Perceiving, at a glance, that the 'Pennsylvania' was in no danger, Brown
gathered up the big spy-glass, war-club fashion, and ordered me out of
the pilot-house with more than Comanche bluster. But I was not afraid of
him now; so, instead of going, I tarried, and criticized his grammar; I
reformed his ferocious speeches for him, and put them into good English,
calling his attention to the advantage of pure English over the bastard
dialect of the Pennsylvanian collieries whence he was extracted. He
could have done his part to admiration in a cross-fire of mere
vituperation, of course; but he was not equipped for this species of
controversy; so he presently laid aside his glass and took the wheel,
muttering and shaking his head; and I retired to the bench. The racket
had brought everybody to the hurricane deck, and I trembled when I saw
the old captain looking up from the midst of the crowd. I said to
myself, 'Now I AM done for!'--For although, as a rule, he was so
fatherly and indulgent toward the boat's family, and so patient of minor
shortcomings, he could be stern enough when the fault was worth it.

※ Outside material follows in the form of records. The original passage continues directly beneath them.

PR #1293, opened 2017-12-04
Fixed slower move constructor

tanessav:
The default move constructor turns out to be faster than the copy constructor and the original move constructor. Since the default move constructor worked properly, we replaced the move assignment operator with the default as well. 

Benchmark results for the original move constructor:
move_original

Benchmark results for the default move constructor: 
move_default


adamnovak:
This is failing some tests, even though the default move constructor and assignment operator really should work for the vg class.

@ekg Is there a reason you know of why they shouldn't work, or why we haven't been using them all along?

adamnovak:
I'm going to close this for now; I think @tanessav has moved on to other projects in the codebase. If we ever figure out why there's such a weird dependence on the way the move constructor works, we can fix it and update this PR.

PR #1294, opened 2017-12-04
Fix annotate bug

jeizenga:
Fixes a bug that would put the forward strand offset on reverse strand positions in vg annotate.

### DIFF
--- a/src/mapper.cpp
+++ b/src/mapper.cpp
@@ -2489,7 +2489,7 @@ void Mapper::annotate_with_initial_path_positions(vector<Alignment>& alns) {
 }
 
 void Mapper::annotate_with_initial_path_positions(Alignment& aln) {
-    aln.clear_refpos();
+    if (aln.refpos_size()) return;
     auto init_path_positions = alignment_path_offsets(aln);
     for (const pair<string, vector<pair<size_t, bool> > >& pos_record : init_path_positions) {
         for (auto& pos : pos_record.second) {
--- a/src/mapper.cpp
+++ b/src/mapper.cpp
@@ -2489,7 +2489,7 @@ void Mapper::annotate_with_initial_path_positions(vector<Alignment>& alns) {
 }
 
 void Mapper::annotate_with_initial_path_positions(Alignment& aln) {
-    if (aln.refpos_size()) return; // refpos already cached in the alignment
+    aln.clear_refpos();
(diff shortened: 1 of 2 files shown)


jeizenga:
Jenkins, test this please.

jeizenga:
Jenkins, test this please.

jeizenga:
Jenkins, test this please.

glennhickey:
Actually, I *can* reproduce errors locally....  looking into it now.

glennhickey:
I think changing the semantics of offsets_in_paths() without any compensatory changes where it's used in mapper.cpp may be causing vg map to

glennhickey:
For the first test, we're getting a reduction of calling accuracy from 90 to 20:

jenkins/vgci.py:398: in _verify_f1
    self.assertGreaterEqual(f1_score, baseline_f1 - threshold)
E   AssertionError: 0.2692 not greater than or equal to 0.9136</failure><system-out>2017-12-08 15:29:30,833 - toil.toilState - INFO - (Re)building internal scheduler state

where the results table is this:

<VGCI name = "vcfeval Results" tsv = "True">
Threshold	True-pos-baseline	True-pos-call	False-pos	False-neg	Precision	Sensitivity	F1	Baseline F1	Test Threshold
142.000	21	21	8	106	0.7241	0.1654	0.2692	0.9186	0.005
None	21	21	8	106	0.7241	0.1654	0.2692	N/A	N/A
</VGCI>

glennhickey:
Hypothesis:  this same problem is causing one of the other tests to run long.  And the timeout is causing Jenkins to not make a useful report. 

One thing we can do is to ensure that the individual test timeouts don't total to more than the 10 hour jenkins timeout.  This would hopefully avoid a single test failure bringing down the whole report.

jeizenga:
Update: I think I might have made a similar change in the other branch. I don't remember when/why, but the code is there. So at least that's consistent.

adamnovak:
Are we giving up on this PR?

jeizenga:
The fact that this is persisting really irritates me, but I also don't know if I'll have the time to figure out what interactions are messing it up anytime soon. I don't know. It's not that much code, really. It wouldn't be hard to rewrite it, but I'd at least want it to move over to the issues if we close it without merging.

ekg:
This is super stale, so I'm closing.

PR #1299, opened 2017-12-07
Better edit

adamnovak:
This modifies `VG::edit()` not to add paths to the graphs by default, but to only modify the graph itself. You can tell edit to still put the paths in the graph if you need them, or you can tell it to modify the paths you fed it in place, so you can get the perfect-match paths back without any modification to the graph's paths.

Also by default it will not break nodes at the boundaries of paths that start/end with perfect match mappings, unless it needs to in order to add the path to the graph.

I need this for my work on vg augment, which I want to not weirdly half-embed and then immediately re-extract the read paths.


adamnovak:
I also have my packer fixes in here, cherry-picked from #1281, because I needed them for the packer tests to pass locally.

PR #1300, opened 2017-12-07
Unstranded clustering in mpmap

jeizenga:
This adds the option in mpmap's OrientedDistanceClusterer to cluster MEMs by unstranded paths initially, leaving it to later parts of the algorithm to enforce strand consistency. It also adds support functions in the MultipathMapper that handle strand consistency.


jeizenga:
@glennhickey 
We can merge this PR without it, but eventually I want to add a test for this into at least some of the Jenkins tests. Basically, one run of mpmap with the -n flag and one without it. Is that going to be a pain in the ass?

glennhickey:
Shouldn't be a problem.  We have 5 tests with mpmap getting run now.   Can
we just turn on -n in one (or more) of these tests?

test_sim_mhc_cactus
test_sim_chr21_snp1kg
test_sim_chr21_snp1kg_trained
test_sim_mhc_snp1kg_mpmap
test_map_brca1_snp1kg_mpmap

jeizenga:
I think initially we could do that on the MHC test, since this is supposed to make mpmap not suck on more complicated graphs.  For the other ones I'm most interested in the -n/no -n comparison, so we'd have to do two mpmap runs.

glennhickey:
I see.  That'll take some minor hacking in toil-vg (
https://github.com/vgteam/toil-vg/issues/406) but I should be able to do it
today or tomorrow.  The only question is if there are enough colours in the
universe for the resulting plots?

jeizenga:
How nasty would it be to do some separate intra-mpmap tests, since that's really what I care about?

glennhickey:
Sure.  Maybe we can convert one of the existing sim tests to be this way.

PR #1301, opened 2017-12-08
tighten runtime bounds of jenkins tests

glennhickey:
As discussed in #1294, tripping the global timeout causes there to be to report at all, so try to catch timeouts at the test level instead.


glennhickey:
As discussed in #1302, tightening the test timeout bounds isn't bulletproof.  May need a better replacement for timeout_decorator.  Still, better bounds are better than worse bounds for what we have, so merging anyway.

PR #1302, opened 2017-12-08
Test timeouts -- dont merge

glennhickey:
This is just #1301 stacked on #1294, to see if we can get some sensible errors out of Jenkins.

### DIFF
--- a/src/mapper.cpp
+++ b/src/mapper.cpp
@@ -2489,7 +2489,7 @@ void Mapper::annotate_with_initial_path_positions(vector<Alignment>& alns) {
 }
 
 void Mapper::annotate_with_initial_path_positions(Alignment& aln) {
-    aln.clear_refpos();
+    if (aln.refpos_size()) return;
     auto init_path_positions = alignment_path_offsets(aln);
     for (const pair<string, vector<pair<size_t, bool> > >& pos_record : init_path_positions) {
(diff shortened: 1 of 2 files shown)


glennhickey:
Looks like the timeout_decorator doesn't have enough muscle to stop the yeast test.  When running locally, I eventually get a timeout error 

     >           raise exception()
     E           TimeoutError: u'Timed Out'

but only after 46828 seconds: well above the 1800 second limit.  Maybe a docker process goes long and can't be stopped by the timeout_decorator?  It's hard to see from the logs.  

A global timeout due to the yeast test seemingly caused by the change to XG::offsets_in_paths(pos_t pos) in #1294 is why we're getting no useful logs in that PR. 

@jeizenga it looks like your other PRs that are producing not logs are failing due to timeouts as well.  If you see something like 

     jenkins/vgci.py::VGCITest::test_sim_yeast_cactus <- .env/local/lib/python2.7/site-packages/timeout_decorator/timeout_decorator.py Build timed out (after 600 minutes). Marking the build as failed.
     Build was aborted
     Recording test results
     ERROR: Step ‘Publish JUnit test result report’ failed: No test report files were found. Configuration error?

In the Console Output on the Jenkins website, it's probably safe to say that the test in question went overlong due to a code change causing a catastrophic slowdown in vg.

PR #1312, opened 2017-12-11
option to run multipe mpmaps each test

glennhickey:
@jeizenga I applied this to test_sim_mhc_snp1kg_mpmap what now runs mpmap with '-n' in addition to its default options (results come out as -mp2).  You can change as you see fit or apply to a different test.  You can run as many different mpmaps as you want by specifying multiple strings in the more_mpmap_opts list.


glennhickey:
@jeizenga merging this now before it gets too stale.  You can look at test_sim_mhc_snp1kg_mpmap for an example of how to run multiple mpmaps in the same test with different options.

PR #1317, opened 2017-12-12
Improve mpmap's performance on whole genome mapping

jeizenga:
Some changes to the algorithm that help resolve problems I was seeing on large, multicomponent graphs with high repeat content. Main changes are more aggressive rescue logic and more precise MAPQ estimation, which together are less likely to overestimate MAPQs.


jeizenga:
I'm pretty sure the only problem here is that there wasn't a baseline yet. Going ahead with merge.

PR #1319, opened 2017-12-12
Speed up count operations in sub MEMs algorithm

jeizenga:
Implements an option to "thin" count operations to reduce the total number of calls to GCSA::count at the expense of more GCSA::LF operations, which are cheaper. The tradeoff is pretty favorable. I might be able to push it even further, but this already brings count to less than 2% of mpmap's run time. If everything is working correctly, the algorithmic guarantees should be unaffected.


jeizenga:
Jenkins, test this please.

jeizenga:
Jenkins, test this please.

jeizenga:
For some reason the run time in master has shot up a whole hell of a lot, but this PR does speed it up relative to that.

PR #1547, opened 2018-03-20
Long read alignment and lower vg::VG memory usage

ekg:
This implements a bunch of changes that make the AlignmentChainModel do the right thing irrespective of bandwidth. The result is that we can build linear graphs for all the HLA genes in the test directory:

joined gfa

It also works on the memory usage of the vg::VG object. This is done by using [sparsepp](https://github.com/greg7mdp/sparsepp) rather than google::dense_hash_map. This part isn't done as of yet.


ekg:
I have spent hours trying to figure out what's wrong with the cactus MHC paired-end mapping. Finally I realized that the actual problem is that there is something deeply wrong with the AUC calculation. In the [latest test](http://cgl-pipeline-inputs.s3.amazonaws.com/vg_cgl/vg_ci/jenkins_reports/commit/25eb85b935317ca8c01419388101d3b748976bcf/index.html) we see a lower AUC for cactus-pe than cactus-se, but this is clearly not the case in the plots. The same is true for bwa mem and other mappers. What is the AUC actually calculating?

ekg:
Unfortunately, I don't think I can wait for the OSX build to start. It's been >12 hours. It's time to close this and move on.

adamnovak:
Sadly, while Travis was broken, this PR seems to have introduced a problem (#1580) that prevents building on Mac.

I tried to imagine what he WOULD do to a cub pilot who had been guilty
of such a crime as mine, committed on a boat guard-deep with costly
freight and alive with passengers. Our watch was nearly ended. I
thought I would go and hide somewhere till I got a chance to slide
ashore. So I slipped out of the pilot-house, and down the steps, and
around to the texas door--and was in the act of gliding within, when the
captain confronted me! I dropped my head, and he stood over me in
silence a moment or two, then said impressively--

'Follow me.'

I dropped into his wake; he led the way to his parlor in the forward end
of the texas. We were alone, now. He closed the after door; then moved
slowly to the forward one and closed that. He sat down; I stood before
him. He looked at me some little time, then said--

'So you have been fighting Mr. Brown?'

I answered meekly--

'Yes, sir.'

'Do you know that that is a very serious matter?'

'Yes, sir.'

'Are you aware that this boat was plowing down the river fully five
minutes with no one at the wheel?'

'Yes, sir.'

'Did you strike him first?'

'Yes, sir.'

'What with?'

'A stool, sir.'

'Hard?'

'Middling, sir.'

'Did it knock him down?'

'He--he fell, sir.'

'Did you follow it up? Did you do anything further?'

'Yes, sir.'

'What did you do?'

'Pounded him, sir.'

'Pounded him?'

'Yes, sir.'

'Did you pound him much?--that is, severely?'

'One might call it that, sir, maybe.'

'I'm deuced glad of it! Hark ye, never mention that I said that. You
have been guilty of a great crime; and don't you ever be guilty of it
again, on this boat. BUT--lay for him ashore! Give him a good sound
thrashing, do you hear? I'll pay the expenses. Now go--and mind you,
not a word of this to anybody. Clear out with you!--you've been guilty
of a great crime, you whelp!'

I slid out, happy with the sense of a close shave and a mighty
deliverance; and I heard him laughing to himself and slapping his fat
thighs after I had closed his door.

When Brown came off watch he went straight to the captain, who was
talking with some passengers on the boiler deck, and demanded that I be
put ashore in New Orleans--and added--

'I'll never turn a wheel on this boat again while that cub stays.'

The captain said--

'But he needn't come round when you are on watch, Mr. Brown.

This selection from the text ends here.